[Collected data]
+===+
PR #552, opened 2021-01-05
Update package.json

rthadur:
Fixes https://github.com/tensorflow/tfjs/issues/4484

---
This change is [Reviewable](https://reviewable.io/reviews/tensorflow/tfjs-models/552)

### DIFF
--- a/body-pix/package.json
+++ b/body-pix/package.json
@@ -17,8 +17,8 @@
     "@tensorflow/tfjs-core": "^1.3.1"
   },
   "devDependencies": {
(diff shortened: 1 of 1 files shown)


tafsiri:
@rthadur look like the tests are failing because the peerDependency is still at 1.3.1. Could you change that to match your update. Also could you run yarn in this directory to update the yarn.lock file for this model. Thanks.

rthadur:
@tafsiri sure will do, thank you

PR #568, opened 2021-01-21
Upgrade mobilenet to 3.0.0-rc.1

jinjingforever:
I also cleaned up the demo a bit to make it more like the other demos. Thanks!

---
This change is [Reviewable](https://reviewable.io/reviews/tensorflow/tfjs-models/568)


tafsiri (commented):
Tests are currently failing but i think that can added by adding --skip-ignore. i.e. ts-node --skip-ignore --project tsconfig.test.json run_tests.ts,

Thanks for the overall cleanup!

> Reviewed 7 of 9 files at r1.
> *[Reviewable](https://reviewable.io/reviews/tensorflow/tfjs-models/568#-:-MRagqxn9NppZRB-MrjB:b-e5o2v6)* status: 0 of 1 approvals obtained (waiting on @jinjingforever)

___
*[mobilenet/src/index.ts, line 20 at r1](https://reviewable.io/reviews/tensorflow/tfjs-models/568#-MRahKy28pzOzseGPlvK:-MRahKy28pzOzseGPlvL:b9pzs5b) ([raw file](https://github.com/tensorflow/tfjs-models/blob/69766d6a1e1a2cbbb6e1f4d0b0bc3fd3af237f7f/mobilenet/src/index.ts#L20)):*
> ```XML
> import * as tfconv from '@tensorflow/tfjs-converter';
> import '@tensorflow/tfjs-core/dist/public/chained_ops/add'
> ```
+===+
▸ Required work:
With nothing added or dropped, reproduce all the data exactly.

▸ Output:
PR #552, opened 2021-01-05
Update package.json

rthadur:
Fixes https://github.com/tensorflow/tfjs/issues/4484

---
This change is [Reviewable](https://reviewable.io/reviews/tensorflow/tfjs-models/552)

### DIFF
--- a/body-pix/package.json
+++ b/body-pix/package.json
@@ -17,8 +17,8 @@
     "@tensorflow/tfjs-core": "^1.3.1"
   },
   "devDependencies": {
(diff shortened: 1 of 1 files shown)


tafsiri:
@rthadur look like the tests are failing because the peerDependency is still at 1.3.1. Could you change that to match your update. Also could you run yarn in this directory to update the yarn.lock file for this model. Thanks.

rthadur:
@tafsiri sure will do, thank you

PR #568, opened 2021-01-21
Upgrade mobilenet to 3.0.0-rc.1

jinjingforever:
I also cleaned up the demo a bit to make it more like the other demos. Thanks!

---
This change is [Reviewable](https://reviewable.io/reviews/tensorflow/tfjs-models/568)


tafsiri (commented):
Tests are currently failing but i think that can added by adding --skip-ignore. i.e. ts-node --skip-ignore --project tsconfig.test.json run_tests.ts,

Thanks for the overall cleanup!

> Reviewed 7 of 9 files at r1.
> *[Reviewable](https://reviewable.io/reviews/tensorflow/tfjs-models/568#-:-MRagqxn9NppZRB-MrjB:b-e5o2v6)* status: 0 of 1 approvals obtained (waiting on @jinjingforever)

___
*[mobilenet/src/index.ts, line 20 at r1](https://reviewable.io/reviews/tensorflow/tfjs-models/568#-MRahKy28pzOzseGPlvK:-MRahKy28pzOzseGPlvL:b9pzs5b) ([raw file](https://github.com/tensorflow/tfjs-models/blob/69766d6a1e1a2cbbb6e1f4d0b0bc3fd3af237f7f/mobilenet/src/index.ts#L20)):*
> ```XML
> import * as tfconv from '@tensorflow/tfjs-converter';
> import '@tensorflow/tfjs-core/dist/public/chained_ops/add'
> ```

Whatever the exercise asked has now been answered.